In the 1990 Global Burden Disease study, depression was listed as the fourth largest cause of disability worldwide. In the 2000 study, it was third. In the 2010 study, second. Perhaps a third of Americans will eventually get clinically depressed. It’s also hitting younger ages. Recent surveys point to perhaps 17% of American female secondary students showing considerable symptoms of depression. And the large majority of people with depression don’t get any kind of treatment.
It’s time to push prevention.
Among clinicians, there’s a general sense that prevention of depression is not feasible. Much of the public expresses surprise at the entire notion.
With rates this high, and treatment this scattered, here’s a few suggestions for helping both the child and adult population, and individuals:
1. Light. In most studies, the more sunlight a city or area gets, the less its rate of clinical depression. Numerous studies treating depression with light now find it more successful than anti-depressants – including for people without seasonal depression, where lack of light is the presumed cause. An extended part of the sunbelt’s increase in population over the last five decades may be related to light rather than warmth – up to half the AMerican northeast experiences low moods in winter.
What To Do: Get a minimum of half hour of sunlight in the morning. It can be outside (best) or inside through windows. Morning light works better than evening light for improving mood. If sunlight – and darkening, cloudy days can work particularly in conjunction with exercise (see below), light boxes are relatively cheap and effective. They also generally lack cancer inducing UV light. Put a light box 14-22 inches away at a 45% degree angle for a half hour during any activity – exercising, eating breakfast, reading – and you may have a good preventive of depression.

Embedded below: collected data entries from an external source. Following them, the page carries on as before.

PR #109, opened 2020-06-23
Add Grid tiler

### LINKED ISSUE #99: Add Grid Tiler
We need a Tiler to extract the tiles from a "grid". Tiles may be overlapping or not, depending on user choice.

alessiamarcolini:
Fix #99

### DIFF
--- a/src/histolab/tiler.py
+++ b/src/histolab/tiler.py
@@ -117,18 +117,26 @@ class GridTiler(Tiler):
         for region in regions:  # at the moment there is only one region
             bbox_coordinates = region_coordinates(region)
 
-            n_tiles_row = (bbox_coordinates.x_br - bbox_coordinates.x_ul) // tile_w_lvl
-            n_tiles_column = (
-                bbox_coordinates.y_br - bbox_coordinates.y_ul
-            ) // tile_h_lvl
+            n_tiles_row = (bbox_coordinates.x_br - bbox_coordinates.x_ul) // (
+                tile_w_lvl - self.pixel_overlap
+            )
+            n_tiles_column = (bbox_coordinates.y_br - bbox_coordinates.y_ul) // (
+                tile_h_lvl - self.pixel_overlap
+            )
 
             x_ul_lvl_offset = bbox_coordinates.x_ul
             y_ul_lvl_offset = bbox_coordinates.y_ul
 
             for i in range(n_tiles_row):
                 for j in range(n_tiles_column):
-                    x_ul_lvl = x_ul_lvl_offset + tile_w_lvl * j
-                    y_ul_lvl = y_ul_lvl_offset + tile_h_lvl * i
+                    x_ul_lvl = x_ul_lvl_offset + tile_w_lvl * j - self.pixel_overlap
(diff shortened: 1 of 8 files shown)


src/histolab/tiler.py
```diff
@@ -1,21 +1,250 @@
-from abc import ABC, abstractmethod
+from abc import abstractmethod
 from typing import Tuple
 
 import numpy as np
 import sparse
+from typing_extensions import Protocol, runtime_checkable
```
ernestoarbitrio, line 6: considering that 3.7 already have this 2 module in the typing std lib ... here I would use a try except statement to import them from the standard lib and if exception is raised let's import from typing_extension

tests/unit/test_tiler.py
```diff
@@ -323,3 +352,283 @@ def tile_filename_fixture(self, request):
...
+            ),
+            (
+                CoordinatePair(0, 10, 0, 10),
+                CoordinatePair(0, 10, 0, 10),
+                True,
+                [True, False],
+                1,
+            ),
+        ),
+    )
```
ernestoarbitrio, line 527: I would avoid using 100 lines fixture in the parametrize decorator, I do prefer to have a separate fixture method to be passed as arg in the test function

src/histolab/tiler.py
```diff
@@ -1,21 +1,250 @@
...
+
+        return tile_filename
+
     @abstractmethod
     def extract(self, slide: Slide):
         raise NotImplementedError
 
 
+class GridTiler(Tiler):
+    def __init__(
```
nicolebussola, line 105: docstring?

src/histolab/tiler.py
```diff
@@ -1,21 +1,250 @@
...
+                    y_br_lvl = y_ul_lvl + tile_h_lvl
+
+                    tile_wsi_coords = scale_coordinates(
+                        reference_coords=CoordinatePair(
+                            x_ul_lvl, y_ul_lvl, x_br_lvl, y_br_lvl
+                        ),
+                        reference_size=slide.level_dimensions(level=self.level),
+                        target_size=slide.level_dimensions(level=0),
+                    )
+                    yield tile_wsi_coords
```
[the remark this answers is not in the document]
alessiamarcolini: working on it :D

src/histolab/tiler.py
```diff
@@ -7,21 +7,317 @@
...
+            Iterator of tiles' CoordinatePair
+        """
+        box_mask_lvl = self.box_mask_lvl(slide)
+
+        regions = regions_from_binary_mask(box_mask_lvl.todense())
+        for region in regions:  # at the moment there is only one region
+            bbox_coordinates = region_coordinates(region)
+            yield from self._grid_coordinates_from_bbox_coordinates(
+                bbox_coordinates, slide
+            )
```
alessiamarcolini, line 252: @ernestoarbitrio any better? if you have any suggestions, will be more than welcome

ernestoarbitrio: not really ... let's move on for now

PR #124, opened 2020-07-30
Add Lambda filter

### LINKED ISSUE #119: Lambda filter
We should have a Lambda filter Class to enable filter extension with custom functions. 

Inspired by https://pytorch.org/docs/stable/torchvision/transforms.html#torchvision.transforms.Lambda

alessiamarcolini:
Fix #119

### DIFF
--- a/src/histolab/filters/image_filters.py
+++ b/src/histolab/filters/image_filters.py
@@ -16,7 +16,7 @@
 # limitations under the License.
 # ------------------------------------------------------------------------
 
-from typing import Any, List, Union
+from typing import Any, Callable, List, Union
 
 import numpy as np
 import PIL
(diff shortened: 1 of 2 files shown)


src/histolab/filters/image_filters.py
```diff
@@ -43,6 +43,34 @@ def __call__(self, img: PIL.Image.Image) -> Union[PIL.Image.Image, np.ndarray]:
...
+
+    Returns
+    -------
+    PIL.Image.Image
+        The image with the function applied.
+    """
+
+    def __init__(self, lambd: Callable[[PIL.Image.Image], PIL.Image.Image]) -> None:
+        assert callable(lambd), repr(type(lambd).__name__) + " object is not callable"
+        self.lambd = lambd
```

2. Exercise. A recent pooled analysis study, reported by Gretchen Reynolds in the New York Times, looked at aerobic fitness as a better indicator of exercise than self report. People in the lowest tertile were about 75% more likely to have a depressive diagnosis than those in the top third. Other studies argue that moderate to vigorous exercise does best in treating and preventing depression.

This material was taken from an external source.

PR #126, opened 2020-07-30
Save tiles in slide's processed_path

### LINKED ISSUE #114: Tiles generated from a Tiler are not saved inside the "processed_path" of the Slide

What to Do: Walk 30 minutes every day, preferably outdoors in the morning to get the added advantage of sunlight. Though the data are not yet in, it looks like high intensity interval training may be more effective. One trick is to walk the first 50 seconds of a minute moderately, the last ten as fast as you can.
Will other exercise work? Running may do better than walking at preventing depression. Ditto biking, especially if it feels fast – for you. Exercising inside should be aided by additional light, either through a window or with a lightbox.

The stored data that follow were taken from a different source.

PR #127, opened 2020-08-03
Travis build on macOS and Windows

alessiamarcolini:
There are failing tests on Windows, needed to be fixed later

EDIT: all the tests are passing now

### DIFF
--- a/.travis.yml
+++ b/.travis.yml
@@ -15,10 +15,13 @@ jobs:
       language: shell       # 'language: python' is an error on Travis CI macOS
       before_install:
         - brew update
+        - brew install openslide
     - name: "Python 3.7.4 on macOS"
       os: osx
       osx_image: xcode11.2  # Python 3.7.4 running on macOS 10.14.4
       language: shell       # 'language: python' is an error on Travis CI macOS
+      before_install:
+        - brew install openslide
 
 # command to install dependencies
 install:
@@ -44,7 +47,5 @@ notifications:
   slack: mpba:fBrjUWlUSa3XKeCA8zFsTFu2
 
 addons:
-  homebrew:
-    packages: openslide
   apt:
     packages: openslide-tools
--- a/.travis.yml
+++ b/.travis.yml
@@ -15,18 +15,16 @@ jobs:
       before_install:
         - brew update
         - brew install openslide
-        - brew unlink python # ONLY if you have installed (with brew) another version of python 3
-        - brew install --ignore-dependencies https://raw.githubusercontent.com/Homebrew/homebrew-core/f2a764ef944b1080be64bd88dca9a1d80130c558/Formula/python.rb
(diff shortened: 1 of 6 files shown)


alessiamarcolini:
I just noticed that macOS uses the brew's Python (3.8) instead of the system's one

tests/unit/test_slide.py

3. Social Support. People with lots of colleagues, acquaintances, friends, interested co-workers, have a lot less overall depression.
What To Do: Recognize that social engagement and support are a critical factor in human health, and let schoolkids and teachers know it, too. That means real contact – face to face, engaging direct emotional engagement and support. Social support is particularly effective not just in depression, but in preventing heart disease. People should also know that more connections = less heart attacks and strokes, in some studies cutting the rates more than half. Trust me, you won’t hear that from cardiologists.
Humans seem to top out at about 140 people with whom we can keep relatively frequent/close contact, but much of the population never approaches that number. Some surveys claim a quarter of adults feel they have no real friend. Many students today feel bullied.
The jury is still out on social media. Many younger kids find the curating function of social media highly stressful, not supportive.
4. Cognitive behavioral techniques. In a time of self-treatment, it’s surprising how little attention CBT gets in classes from middle schools to universities. Looking at the world relentlessly in terms of solutions rather than problems should fit the traditional American “can do” spirit. So why don’t we teach it and use it?
What To Do: Every evening for three minutes write down one to three problems, and short prescriptive solutions for each – always emphasizing solutions. Then, the next time, evaluate what worked and did not work – trying to come up with the next series of approaches. Getting professional help on this can also help – a lot.
Three minutes may seem like a lot of time, but CBT effects can generalize, making for a new outlook on getting through everything you face.
Bottom Line:
Depression is a major problem worldwide. It’s getting worse. It’s mostly not treated. When treated, much of the treatment is ineffective.
It’s time to try out population and individual efforts that prevent depression, using the body’s native biological intelligence to thwart what may soon be the biggest cause of health disability in the world.